╔══

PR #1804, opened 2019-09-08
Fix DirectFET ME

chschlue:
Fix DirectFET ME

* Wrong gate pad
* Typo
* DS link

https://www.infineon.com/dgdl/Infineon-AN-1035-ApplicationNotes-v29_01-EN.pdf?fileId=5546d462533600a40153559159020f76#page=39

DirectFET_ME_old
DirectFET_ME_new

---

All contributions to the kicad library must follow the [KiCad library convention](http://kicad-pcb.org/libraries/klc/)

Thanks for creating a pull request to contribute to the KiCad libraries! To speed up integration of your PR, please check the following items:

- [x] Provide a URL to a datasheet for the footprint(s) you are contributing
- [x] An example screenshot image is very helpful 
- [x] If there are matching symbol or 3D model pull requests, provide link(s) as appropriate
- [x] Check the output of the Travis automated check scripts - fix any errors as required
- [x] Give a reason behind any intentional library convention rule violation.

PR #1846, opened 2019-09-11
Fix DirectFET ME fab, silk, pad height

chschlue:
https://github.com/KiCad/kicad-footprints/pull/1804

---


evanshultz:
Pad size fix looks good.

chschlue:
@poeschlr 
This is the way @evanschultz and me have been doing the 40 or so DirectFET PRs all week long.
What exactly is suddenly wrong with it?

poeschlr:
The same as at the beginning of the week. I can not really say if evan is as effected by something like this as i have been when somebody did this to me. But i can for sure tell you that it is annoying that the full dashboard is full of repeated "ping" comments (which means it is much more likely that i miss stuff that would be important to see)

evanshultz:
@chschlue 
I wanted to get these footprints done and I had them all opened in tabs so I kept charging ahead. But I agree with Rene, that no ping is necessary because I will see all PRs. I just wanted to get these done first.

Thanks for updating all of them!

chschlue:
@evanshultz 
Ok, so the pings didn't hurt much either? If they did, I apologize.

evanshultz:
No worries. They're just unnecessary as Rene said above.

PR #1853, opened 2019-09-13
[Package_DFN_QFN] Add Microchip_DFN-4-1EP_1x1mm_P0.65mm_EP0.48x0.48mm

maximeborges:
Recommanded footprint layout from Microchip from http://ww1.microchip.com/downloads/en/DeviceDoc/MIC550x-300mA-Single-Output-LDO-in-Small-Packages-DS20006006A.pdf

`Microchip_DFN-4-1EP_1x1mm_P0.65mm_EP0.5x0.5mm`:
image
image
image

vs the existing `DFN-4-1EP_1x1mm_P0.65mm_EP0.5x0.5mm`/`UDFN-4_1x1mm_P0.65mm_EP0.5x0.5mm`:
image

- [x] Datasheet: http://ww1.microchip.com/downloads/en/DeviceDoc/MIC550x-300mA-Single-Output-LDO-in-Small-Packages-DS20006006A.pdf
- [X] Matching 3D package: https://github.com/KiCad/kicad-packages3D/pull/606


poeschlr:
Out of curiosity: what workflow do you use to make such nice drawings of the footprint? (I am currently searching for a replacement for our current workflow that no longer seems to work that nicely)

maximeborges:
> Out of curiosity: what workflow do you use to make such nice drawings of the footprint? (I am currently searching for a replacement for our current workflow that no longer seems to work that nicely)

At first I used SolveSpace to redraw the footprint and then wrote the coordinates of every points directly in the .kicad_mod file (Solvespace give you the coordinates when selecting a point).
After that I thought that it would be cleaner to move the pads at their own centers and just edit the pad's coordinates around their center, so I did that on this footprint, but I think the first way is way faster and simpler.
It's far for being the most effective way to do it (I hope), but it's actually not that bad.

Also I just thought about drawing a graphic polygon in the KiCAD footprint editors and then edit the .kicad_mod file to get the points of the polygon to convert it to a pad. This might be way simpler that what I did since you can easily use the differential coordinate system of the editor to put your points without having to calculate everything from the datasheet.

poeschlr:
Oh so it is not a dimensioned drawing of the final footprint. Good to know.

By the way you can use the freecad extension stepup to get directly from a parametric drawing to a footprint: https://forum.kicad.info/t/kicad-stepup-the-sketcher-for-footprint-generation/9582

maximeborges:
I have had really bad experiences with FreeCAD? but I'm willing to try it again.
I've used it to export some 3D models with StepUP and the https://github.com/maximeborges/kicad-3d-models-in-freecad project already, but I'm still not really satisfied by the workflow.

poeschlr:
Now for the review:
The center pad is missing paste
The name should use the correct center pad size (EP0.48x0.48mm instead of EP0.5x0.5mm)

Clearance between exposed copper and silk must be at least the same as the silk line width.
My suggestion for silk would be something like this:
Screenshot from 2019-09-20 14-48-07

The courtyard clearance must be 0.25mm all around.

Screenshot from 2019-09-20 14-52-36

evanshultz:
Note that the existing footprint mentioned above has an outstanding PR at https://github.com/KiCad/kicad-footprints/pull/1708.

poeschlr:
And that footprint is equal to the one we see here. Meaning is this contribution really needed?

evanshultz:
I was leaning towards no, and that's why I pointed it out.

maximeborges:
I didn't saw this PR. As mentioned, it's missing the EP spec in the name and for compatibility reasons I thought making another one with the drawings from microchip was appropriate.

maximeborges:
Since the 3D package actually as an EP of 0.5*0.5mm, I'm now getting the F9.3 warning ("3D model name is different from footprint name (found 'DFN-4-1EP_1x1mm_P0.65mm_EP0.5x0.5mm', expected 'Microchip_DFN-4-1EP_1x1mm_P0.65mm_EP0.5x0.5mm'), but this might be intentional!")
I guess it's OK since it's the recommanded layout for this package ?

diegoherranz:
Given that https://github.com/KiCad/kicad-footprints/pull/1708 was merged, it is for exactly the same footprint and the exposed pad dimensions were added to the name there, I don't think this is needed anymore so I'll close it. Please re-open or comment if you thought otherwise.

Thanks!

╚══

GOAL OF THE EXERCISE. Please output the complete listing without any alteration.

TASK RESULT.
PR #1804, opened 2019-09-08
Fix DirectFET ME

chschlue:
Fix DirectFET ME

* Wrong gate pad
* Typo
* DS link

https://www.infineon.com/dgdl/Infineon-AN-1035-ApplicationNotes-v29_01-EN.pdf?fileId=5546d462533600a40153559159020f76#page=39

DirectFET_ME_old
DirectFET_ME_new

---

All contributions to the kicad library must follow the [KiCad library convention](http://kicad-pcb.org/libraries/klc/)

Thanks for creating a pull request to contribute to the KiCad libraries! To speed up integration of your PR, please check the following items:

- [x] Provide a URL to a datasheet for the footprint(s) you are contributing
- [x] An example screenshot image is very helpful 
- [x] If there are matching symbol or 3D model pull requests, provide link(s) as appropriate
- [x] Check the output of the Travis automated check scripts - fix any errors as required
- [x] Give a reason behind any intentional library convention rule violation.

PR #1846, opened 2019-09-11
Fix DirectFET ME fab, silk, pad height

chschlue:
https://github.com/KiCad/kicad-footprints/pull/1804

---


evanshultz:
Pad size fix looks good.

chschlue:
@poeschlr 
This is the way @evanschultz and me have been doing the 40 or so DirectFET PRs all week long.
What exactly is suddenly wrong with it?

poeschlr:
The same as at the beginning of the week. I can not really say if evan is as effected by something like this as i have been when somebody did this to me. But i can for sure tell you that it is annoying that the full dashboard is full of repeated "ping" comments (which means it is much more likely that i miss stuff that would be important to see)

evanshultz:
@chschlue 
I wanted to get these footprints done and I had them all opened in tabs so I kept charging ahead. But I agree with Rene, that no ping is necessary because I will see all PRs. I just wanted to get these done first.

Thanks for updating all of them!

chschlue:
@evanshultz 
Ok, so the pings didn't hurt much either? If they did, I apologize.

evanshultz:
No worries. They're just unnecessary as Rene said above.

PR #1853, opened 2019-09-13
[Package_DFN_QFN] Add Microchip_DFN-4-1EP_1x1mm_P0.65mm_EP0.48x0.48mm

maximeborges:
Recommanded footprint layout from Microchip from http://ww1.microchip.com/downloads/en/DeviceDoc/MIC550x-300mA-Single-Output-LDO-in-Small-Packages-DS20006006A.pdf

`Microchip_DFN-4-1EP_1x1mm_P0.65mm_EP0.5x0.5mm`:
image
image
image

vs the existing `DFN-4-1EP_1x1mm_P0.65mm_EP0.5x0.5mm`/`UDFN-4_1x1mm_P0.65mm_EP0.5x0.5mm`:
image

- [x] Datasheet: http://ww1.microchip.com/downloads/en/DeviceDoc/MIC550x-300mA-Single-Output-LDO-in-Small-Packages-DS20006006A.pdf
- [X] Matching 3D package: https://github.com/KiCad/kicad-packages3D/pull/606


poeschlr:
Out of curiosity: what workflow do you use to make such nice drawings of the footprint? (I am currently searching for a replacement for our current workflow that no longer seems to work that nicely)

maximeborges:
> Out of curiosity: what workflow do you use to make such nice drawings of the footprint? (I am currently searching for a replacement for our current workflow that no longer seems to work that nicely)

At first I used SolveSpace to redraw the footprint and then wrote the coordinates of every points directly in the .kicad_mod file (Solvespace give you the coordinates when selecting a point).
After that I thought that it would be cleaner to move the pads at their own centers and just edit the pad's coordinates around their center, so I did that on this footprint, but I think the first way is way faster and simpler.
It's far for being the most effective way to do it (I hope), but it's actually not that bad.

Also I just thought about drawing a graphic polygon in the KiCAD footprint editors and then edit the .kicad_mod file to get the points of the polygon to convert it to a pad. This might be way simpler that what I did since you can easily use the differential coordinate system of the editor to put your points without having to calculate everything from the datasheet.

poeschlr:
Oh so it is not a dimensioned drawing of the final footprint. Good to know.

By the way you can use the freecad extension stepup to get directly from a parametric drawing to a footprint: https://forum.kicad.info/t/kicad-stepup-the-sketcher-for-footprint-generation/9582

maximeborges:
I have had really bad experiences with FreeCAD? but I'm willing to try it again.
I've used it to export some 3D models with StepUP and the https://github.com/maximeborges/kicad-3d-models-in-freecad project already, but I'm still not really satisfied by the workflow.

poeschlr:
Now for the review:
The center pad is missing paste
The name should use the correct center pad size (EP0.48x0.48mm instead of EP0.5x0.5mm)

Clearance between exposed copper and silk must be at least the same as the silk line width.
My suggestion for silk would be something like this:
Screenshot from 2019-09-20 14-48-07

The courtyard clearance must be 0.25mm all around.

Screenshot from 2019-09-20 14-52-36

evanshultz:
Note that the existing footprint mentioned above has an outstanding PR at https://github.com/KiCad/kicad-footprints/pull/1708.

poeschlr:
And that footprint is equal to the one we see here. Meaning is this contribution really needed?

evanshultz:
I was leaning towards no, and that's why I pointed it out.

maximeborges:
I didn't saw this PR. As mentioned, it's missing the EP spec in the name and for compatibility reasons I thought making another one with the drawings from microchip was appropriate.

maximeborges:
Since the 3D package actually as an EP of 0.5*0.5mm, I'm now getting the F9.3 warning ("3D model name is different from footprint name (found 'DFN-4-1EP_1x1mm_P0.65mm_EP0.5x0.5mm', expected 'Microchip_DFN-4-1EP_1x1mm_P0.65mm_EP0.5x0.5mm'), but this might be intentional!")
I guess it's OK since it's the recommanded layout for this package ?

diegoherranz:
Given that https://github.com/KiCad/kicad-footprints/pull/1708 was merged, it is for exactly the same footprint and the exposed pad dimensions were added to the name there, I don't think this is needed anymore so I'll close it. Please re-open or comment if you thought otherwise.

Thanks!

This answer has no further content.